Issue #183, opened 2020-04-17
Support for replication after non-backwards-compatible schema changes


Dima1224:
**Is your feature request related to a problem? Please describe.**
Early on in the development lifecycle, it is common to change a table's schema in non-backwards-compatible ways and repopulate the table from scratch. This could also happen with a mature table, though it would be much more rare.

**Describe the solution you'd like**
I'd like Circus Train to support this use case and replicate the update. As a user of Circus Train I am not expecting it to protect me from inadvertent breaking changes, I just expect it to copy data and metadata from one place to the next.

If there are CT users who depend on CT to protect them from breaking schema changes, I propose we add some metadata to indicate which tables should be protected and which shouldn't. This can be thought of as a dev/prod distinction or something along the lines of safe/unsafe. CT could still attempt to detect partitions which weren't updated to match the schema change and fail to copy if such partitions exist. Though I'd argue that this isn't the job of the copy tool, but rather the Data Lake tooling surrounding the upstream schema change.

This has been discussed with @massdosage

JayGreeeen:
Thanks for the extension suggestion! 

I'm working on adding in a `FULL_OVERWRITE` replication mode, which when specified in the config file will drop the existing target table and replace it with a copy of the source table, keeping the same name as the dropped target table. Effectively, doing a full update of data and metadata each time.
Is this what you're after?

Dima1224:
Yep, that sounds like it would do the trick. One thing I'd keep in mind is that this will likely be the mode for tables that are being actively iterated on. At some point that table will be hardened and the consumer will likely want to switch the replication mode to "regular."

JayGreeeen:
Great! And yep thats fine, when you no longer want to overwrite the target each time you can just use the `FULL` replication mode as done previously.

JayGreeeen:
The PRs relating to this issue have both been merged, I will now close this ticket.

PR #185, opened 2020-05-12
Full overwrite replication

JayGreeeen:
### :pencil: Description
Added a replication mode `FULL_OVERWRITE` which will overwrite an existing table with the source. The expected use for this mode would be early during the development cycle when the schema could be subject to incompatible changes. 

### :link: Related Issues
#183

### DIFF
--- a/CHANGELOG.md
+++ b/CHANGELOG.md
@@ -2,6 +2,9 @@
 ### Changed
 * Changed version of `hive.version` to `2.3.7` (was `2.3.2`). This allows Circus Train to be used on JDK>=9.
 
+### Added
+* Replication mode `FULL_OVERWRITE` to overwrite a previously replicated table. Useful for incompatible schema changes. 
+
 ## [16.1.0] - 2020-03-18
 ### Changed
 * Updated S3S3Copier to have a configurable max number of threads to pass to TransferManager.
--- a/circus-train-api/src/main/java/com/hotels/bdp/circustrain/api/conf/ReplicationMode.java
+++ b/circus-train-api/src/main/java/com/hotels/bdp/circustrain/api/conf/ReplicationMode.java
@@ -1,5 +1,5 @@
 /**
- * Copyright (C) 2016-2019 Expedia, Inc.
+ * Copyright (C) 2016-2020 Expedia, Inc.
  *
  * Licensed under the Apache License, Version 2.0 (the "License");
  * you may not use this file except in compliance with the License.
@@ -19,6 +19,8 @@ public enum ReplicationMode {
 
   FULL,
   METADATA_MIRROR,
-  METADATA_UPDATE;
+  METADATA_UPDATE,
+  FULL_OVERWRITE;
+
 
 }
--- a/circus-train-core/src/main/java/com/hotels/bdp/circustrain/core/ReplicationFactoryImpl.java
+++ b/circus-train-core/src/main/java/com/hotels/bdp/circustrain/core/ReplicationFactoryImpl.java
@@ -107,6 +107,8 @@ public class ReplicationFactoryImpl implements ReplicationFactory {
       replication = new PartitionedTableMetadataMirrorReplication(sourceDatabaseName, sourceTableName,
           partitionPredicate, source, replica, eventIdFactory, replicaDatabaseName, replicaTableName);
       break;
+
+    case FULL_OVERWRITE:
     case FULL:
       Map<String, Object> mergedCopierOptions = tableReplication
           .getMergedCopierOptions(copierOptions.getCopierOptions());
@@ -141,6 +143,7 @@ public class ReplicationFactoryImpl implements ReplicationFactory {
       replication = new UnpartitionedTableMetadataMirrorReplication(sourceDatabaseName, sourceTableName, source,
           replica, eventIdFactory, replicaDatabaseName, replicaTableName);
       break;
+    case FULL_OVERWRITE:
     case FULL:
       Map<String, Object> mergedCopierOptions = tableReplication
           .getMergedCopierOptions(copierOptions.getCopierOptions());
--- a/circus-train-core/src/main/java/com/hotels/bdp/circustrain/core/ReplicationFactoryImpl.java
+++ b/circus-train-core/src/main/java/com/hotels/bdp/circustrain/core/ReplicationFactoryImpl.java
@@ -107,7 +107,6 @@ public class ReplicationFactoryImpl implements ReplicationFactory {
       replication = new PartitionedTableMetadataMirrorReplication(sourceDatabaseName, sourceTableName,
           partitionPredicate, source, replica, eventIdFactory, replicaDatabaseName, replicaTableName);
       break;
-
     case FULL_OVERWRITE:
     case FULL:
       Map<String, Object> mergedCopierOptions = tableReplication
--- a/circus-train-core/src/main/java/com/hotels/bdp/circustrain/core/replica/Replica.java
+++ b/circus-train-core/src/main/java/com/hotels/bdp/circustrain/core/replica/Replica.java
@@ -20,6 +20,7 @@ import static com.google.common.base.Strings.nullToEmpty;
 import static com.hotels.bdp.circustrain.api.CircusTrainTableParameter.REPLICATION_EVENT;
 import static com.hotels.bdp.circustrain.api.CircusTrainTableParameter.REPLICATION_MODE;
 import static com.hotels.bdp.circustrain.api.conf.ReplicationMode.FULL;
+import static com.hotels.bdp.circustrain.api.conf.ReplicationMode.FULL_OVERWRITE;
 import static com.hotels.bdp.circustrain.api.conf.ReplicationMode.METADATA_MIRROR;
 import static com.hotels.bdp.circustrain.api.conf.ReplicationMode.METADATA_UPDATE;
 import static com.hotels.hcommon.hive.metastore.util.LocationUtils.locationAsPath;
@@ -103,15 +104,15 @@ public class Replica extends HiveEndpoint {
    */
   @VisibleForTesting
   Replica(
-          ReplicaCatalog replicaCatalog,
-          HiveConf replicaHiveConf,
-          Supplier<CloseableMetaStoreClient> replicaMetaStoreClientSupplier,
-          ReplicaTableFactory replicaTableFactory,
-          HousekeepingListener housekeepingListener,
-          ReplicaCatalogListener replicaCatalogListener,
-          TableReplication tableReplication,
-          AlterTableService alterTableService,
-          int partitionBatchSize) {
+      ReplicaCatalog replicaCatalog,
+      HiveConf replicaHiveConf,
+      Supplier<CloseableMetaStoreClient> replicaMetaStoreClientSupplier,
+      ReplicaTableFactory replicaTableFactory,
+      HousekeepingListener housekeepingListener,
+      ReplicaCatalogListener replicaCatalogListener,
+      TableReplication tableReplication,
+      AlterTableService alterTableService,
+      int partitionBatchSize) {
     super(replicaCatalog.getName(), replicaHiveConf, replicaMetaStoreClientSupplier);
     this.replicaCatalogListener = replicaCatalogListener;
     tableFactory = replicaTableFactory;
@@ -302,7 +303,14 @@ public class Replica extends HiveEndpoint {
     LOG.info("Updating replica table metadata.");
     TableAndStatistics replicaTable = tableFactory
         .newReplicaTable(eventId, sourceTable, replicaDatabaseName, replicaTableName, tableLocation, replicationMode);
+
+    // remove table here so the below doesnt give a table ?
+    if (replicationMode == FULL_OVERWRITE) {
+      dropReplicaTable(client, replicaDatabaseName, replicaTableName);
+    }
+
     Optional<Table> oldReplicaTable = getTable(client, replicaDatabaseName, replicaTableName);
+
     if (!oldReplicaTable.isPresent()) {
       LOG.debug("No existing replica table found, creating.");
       try {
@@ -312,6 +320,7 @@ public class Replica extends HiveEndpoint {
         throw new MetaStoreClientException(
             "Unable to create replica table '" + replicaDatabaseName + "." + replicaTableName + "'", e);
       }
+
     } else {
       makeSureCanReplicate(oldReplicaTable.get(), replicaTable.getTable());
       LOG.debug("Existing replica table found, altering.");
@@ -323,6 +332,7 @@ public class Replica extends HiveEndpoint {
             "Unable to alter replica table '" + replicaDatabaseName + "." + replicaTableName + "'", e);
       }
     }
+
     return oldReplicaTable;
   }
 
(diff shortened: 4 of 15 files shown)


circus-train-core/src/main/java/com/hotels/bdp/circustrain/core/ReplicationFactoryImpl.java
```diff
@@ -107,6 +107,7 @@ private Replication createPartitionedTableReplication(
       replication = new PartitionedTableMetadataMirrorReplication(sourceDatabaseName, sourceTableName,
           partitionPredicate, source, replica, eventIdFactory, replicaDatabaseName, replicaTableName);
       break;
+    case FULL_OVERWRITE:
```
max-jacobs, line 110: I think this and the added case in the other switch statement needs some tests

circus-train-core/src/main/java/com/hotels/bdp/circustrain/core/replica/Replica.java
```diff
@@ -426,4 +436,25 @@ public TableAndStatistics getTableAndStatistics(TableReplication tableReplicatio
     return super.getTableAndStatistics(tableReplication.getReplicaDatabaseName(),
         tableReplication.getReplicaTableName());
   }
+
+  private void dropReplicaTable(CloseableMetaStoreClient client, String replicaDatabaseName, String replicaTableName) {
```
max-jacobs, line 440: Would recommend moving this method to the `DropTableService`. Also, on a full overwrite I imagine we will want to delete the current data (right?), but if we're using Beekeeper drop table events will be ignored (unless we add the param to allow drop table events). But even if we do this, we won't want to schedule the table path because then Beekeeper will delete any new data that is added after the delete - Beekeeper doesn't yet go to the Metastore to only schedule the current partitions for deletion on a table drop.

We probably want to do an alter all the individual partitions to make sure they're deleted and not the new data? Not sure, is that possible?

circus-train-core/src/test/java/com/hotels/bdp/circustrain/core/replica/ReplicaTest.java
```diff
@@ -323,6 +327,60 @@ public void validateReplicaTableMetadataMirrorOnExistingMetadataUpdateTableFails
...
+    try {
+    when(mockMetaStoreClient.tableExists(DB_NAME, TABLE_NAME)).thenReturn(false);
+
+    tableReplication.setReplicationMode(FULL_OVERWRITE);
+    replica
+        .updateMetadata(EVENT_ID, tableAndStatistics,
+            new PartitionsAndStatistics(sourceTable.getPartitionKeys(), Collections.<Partition>emptyList(),
+                Collections.<String, List<ColumnStatisticsObj>>emptyMap()),
+            DB_NAME, TABLE_NAME, mockReplicaLocationManager);
+
```
max-jacobs, line 375: think you need a fail here to make sure this throws an exception

circus-train-integration-tests/src/test/data/com/hotels/bdp/circustrain/integration/CircusTrainHdfsHdfsIntegrationTest/partitioned-single-table-full-overwrite.yml
```diff
@@ -0,0 +1,9 @@
+table-replications:
```
max-jacobs, line 1: I think at some point we should think about removing all these duplicated yaml files and building them programmatically, just an idea

circus-train-core/src/main/java/com/hotels/bdp/circustrain/core/replica/Replica.java
max-jacobs: Spoke with the team, we think that this is true for unpartitioned tables, but for partitioned tables the table path doesn't include the event id, the partition paths do instead. So we can't do a drop without first making sure that Beekeeper isn't listening otherwise we'll lose all the new data too.

circus-train-integration-tests/src/test/java/com/hotels/bdp/circustrain/integration/CircusTrainHdfsHdfsIntegrationTest.java
```diff
@@ -850,6 +851,123 @@ public void checkAssertion() throws Exception {
...
+  }
+
+  private void setupReplicaTable(Table replicaTable, boolean partitioned, URI replicaLocation) throws Exception {
+    setupRelicaParameters(replicaTable);
+    if (partitioned) {
+      addPartitionsToReplica(replicaTable, replicaLocation);
+    }
+  }
+
+  private void setupRelicaParameters(Table replicaTable) {
```
abhimanyugupta07, line 953:
```suggestion
  private void setupReplicaParameters(Table replicaTable) {
```

circus-train-integration-tests/src/test/java/com/hotels/bdp/circustrain/integration/CircusTrainHdfsHdfsIntegrationTest.java
```diff
@@ -850,6 +851,123 @@ public void checkAssertion() throws Exception {
...
+        assertThat(hiveTable.getParameters().get("paramToUpdate"), is("updated"));
+        assertThat(isExternalTable(hiveTable), is(true));
+        assertThat(hiveTable.getSd().getCols(), is(DATA_COLUMNS));
+      }
+    });
+    runner.run(config.getAbsolutePath());
+  }
+
+  private void setupReplicaTable(Table replicaTable, boolean partitioned, URI replicaLocation) throws Exception {
+    setupRelicaParameters(replicaTable);
```
abhimanyugupta07, line 947:
```suggestion
    setupReplicaParameters(replicaTable);
```

circus-train-integration-tests/src/test/java/com/hotels/bdp/circustrain/integration/CircusTrainHdfsHdfsIntegrationTest.java
abhimanyugupta07, line 953: This function is not just setting params but also adding two new columns to the table. Splitting this function up would be better.

circus-train-integration-tests/src/test/java/com/hotels/bdp/circustrain/integration/CircusTrainS3S3IntegrationTest.java
```diff
@@ -273,4 +282,139 @@ public void checkAssertion() throws Exception {
...
+  }
+
+  private void setupReplicaTable(Table replicaTable, boolean partitioned, URI replicaLocation) throws Exception {
+    setupRelicaParameters(replicaTable);
+    if (partitioned) {
+      addPartitionsToReplica(replicaTable, replicaLocation);
+    }
+  }
+
+  private void setupRelicaParameters(Table replicaTable) {
```
abhimanyugupta07, line 402: same comments here. Typo and splitting up.

CHANGELOG.md
```diff
@@ -2,6 +2,9 @@
 ### Changed
 * Changed version of `hive.version` to `2.3.7` (was `2.3.2`). This allows Circus Train to be used on JDK>=9.
 
+### Added
+* Replication mode `FULL_OVERWRITE` to overwrite a previously replicated table. Useful for incompatible schema changes.
```
massdosage, line 6: Let's go with `16.2.0` as the version number as this is a new feature.

circus-train-core/src/main/java/com/hotels/bdp/circustrain/core/replica/Replica.java
```diff
@@ -346,12 +351,12 @@ public void validateReplicaTable(String replicaDatabaseName, String replicaTable
       Optional<Table> oldReplicaTable = getTable(client, replicaDatabaseName, replicaTableName);
       if (oldReplicaTable.isPresent()) {
         LOG.debug("Existing table found, checking that it is a valid replica.");
-        determinValidityOfReplica(replicationMode, oldReplicaTable.get());
+        determineValidityOfReplica(replicationMode, oldReplicaTable.get());
```
massdosage, line 354: Good spot ;)

circus-train-api/src/main/java/com/hotels/bdp/circustrain/api/conf/ReplicationMode.java
```diff
@@ -19,6 +19,8 @@
 
   FULL,
   METADATA_MIRROR,
-  METADATA_UPDATE;
+  METADATA_UPDATE,
+  FULL_OVERWRITE;
```
massdosage, line 23: Move this up to below `FULL` - they feel more "related" and I don't think we use the ordering of this enum for anything.

circus-train-integration-tests/src/test/data/com/hotels/bdp/circustrain/integration/CircusTrainHdfsHdfsIntegrationTest/partitioned-single-table-full-overwrite.yml
massdosage: The intention initially was for the integration tests to read in the yaml to ensure the yaml conversion code etc. is working. I don't think we envisioned there being this many integration tests, ideally we should only add them to test things that can't be tested in any other way.

circus-train-integration-tests/src/test/data/com/hotels/bdp/circustrain/integration/CircusTrainS3S3IntegrationTest/unpartitioned-single-table-full-overwrite-replication.yml
```diff
@@ -0,0 +1,10 @@
+table-replications:
```
massdosage, line 1: Having looked through the above I'm not sure we need to add these tests to all combinations of HDFS and S3 as they probably don't really test anything new in each of them right? Perhaps create a new `CircusTrainReplicationModeIntegrationTest` and then put the two tests into that and have it use S3 to S3 for the location on each side (as that's becoming the most used file system on both sides now). 

At some point we should review the other integration tests and see if there is other overlap that isn't needed that can be refactored out to reduce the number of these.

JayGreeeen: Yeah it felt pretty repetitive, this sounds like a better idea 👍

circus-train-integration-tests/src/test/data/com/hotels/bdp/circustrain/integration/CircusTrainHdfsHdfsIntegrationTest/partitioned-single-table-full-overwrite.yml
max-jacobs: Yep understood, we could have a couple of template yaml files, and create temp files from these for each test on the fly

JayGreeeen: Adrian suggested that I add an integration test class for the replication modes, so that will remove all these duplicated files 👍

massdosage: I think a separate task could be to evaluate the existing integration tests, clean them up so we have the minimal necessary and we could look into templated files as part of that. I'd suggest a separate PR though.

circus-train-core/src/main/java/com/hotels/bdp/circustrain/core/replica/Replica.java
```diff
@@ -426,4 +436,25 @@ public TableAndStatistics getTableAndStatistics(TableReplication tableReplicatio
     return super.getTableAndStatistics(tableReplication.getReplicaDatabaseName(),
         tableReplication.getReplicaTableName());
   }
+
+  private void dropReplicaTable(CloseableMetaStoreClient client, String replicaDatabaseName, String replicaTableName) {
+    LOG.debug("Replication mode: FULL_OVERWRITE. Dropping existing replica table.");
+    try {
+      if (client.tableExists(replicaDatabaseName, replicaTableName)) {
```
patduin, line 443: This call is a "new" addition of the hive API I'm not sure if we use it anywhere else but if we do it is ok but if we don't better to avoid using it as it's not always there on old client.
Better to just do the 
```
Try
dropTable() 
Catch(NoSuchObjectException e) {
//nothing to drop table doesn't exist etc.....
}
```

JayGreeeen:
We've decided that we _do_ want this replication mode to delete the data as well as the replica table, but this is a slightly bigger change so we will separate it out as another PR. 

So for now, this mode will only drop the existing replica table and not touch any data.

circus-train-core/src/main/java/com/hotels/bdp/circustrain/core/replica/Replica.java
```diff
@@ -302,6 +304,16 @@ public void updateMetadata(
...
     TableAndStatistics replicaTable = tableFactory
         .newReplicaTable(eventId, sourceTable, replicaDatabaseName, replicaTableName, tableLocation, replicationMode);
+
+    if (replicationMode == FULL_OVERWRITE) {
+      LOG.debug("Replication mode: FULL_OVERWRITE. Dropping existing replica table and its data.");
+      DropTableService dropTableService = new DropTableService();
+      try {
+        dropTableService.removeTableParamsAndDrop(client, replicaDatabaseName, replicaTableName);
+      } catch (TException e) {
+        LOG.info("No replica table '" + replicaDatabaseName + "." + replicaTableName + "' found. Nothing to delete.");
```
massdosage, line 314: I think the `TException` could be thrown for other reasons too, like network problems etc. So perhaps it would be better to have a try/catch for `TException` that retrhrows a `MetaStoreClientException` like in some of the blocks below, and then introduce a "does table exist" check in the code (maybe in the service?) and if it doesn't then it just silently continues without throwing an exception (as this is fine, there's no need to drop the replica if it doesn't exist).

patduin: NoSuchObjectException is the one that get's throw if the table/db doesn't exist

massdosage: OK, so we could have a more specific catch block for that here, or do we want to change the service to not throw that and silently continue? Do we have other cases that use it where we want that exception thrown?

JayGreeeen: Yeah I also realised this. I have fixed it in the other branch I have for deleting data so its now:
```
} catch (Exception e) {
   LOG.info("Replica table '" + replicaDatabaseName + "." + replicaTableName + "' was not dropped.");
}
```

And in the drop table service it catches the NoSuchObj exception and logs that the table wasnt found.

massdosage: Do you want to update this branch too? The plan is to merge the branches in separately right? First this one to get the "drop metadata" changes in and then the other one gets the "drop file data" changes.

JayGreeeen: Yeah thats the plan. Will update this one with those logs 👍

patduin: I think it is ok that the DropTableService swallows the NoSuchObjectE. But then I agree with Adrian this block should catch and rethrow MetaStoreClientException. Don't log anything that's not up to this class to silently ignore this.

JayGreeeen: Thats a good point. Will log the NoSuchObj inside the dropTableService, and here will throw a MetaStoreClientExc in the catch.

▸ Problem requirements: Please report every line among the entries that includes "Yeah".

▸ Exercise output:
JayGreeeen: Yeah it felt pretty repetitive, this sounds like a better idea 👍
JayGreeeen: Yeah I also realised this. I have fixed it in the other branch I have for deleting data so its now:
JayGreeeen: Yeah thats the plan. Will update this one with those logs 👍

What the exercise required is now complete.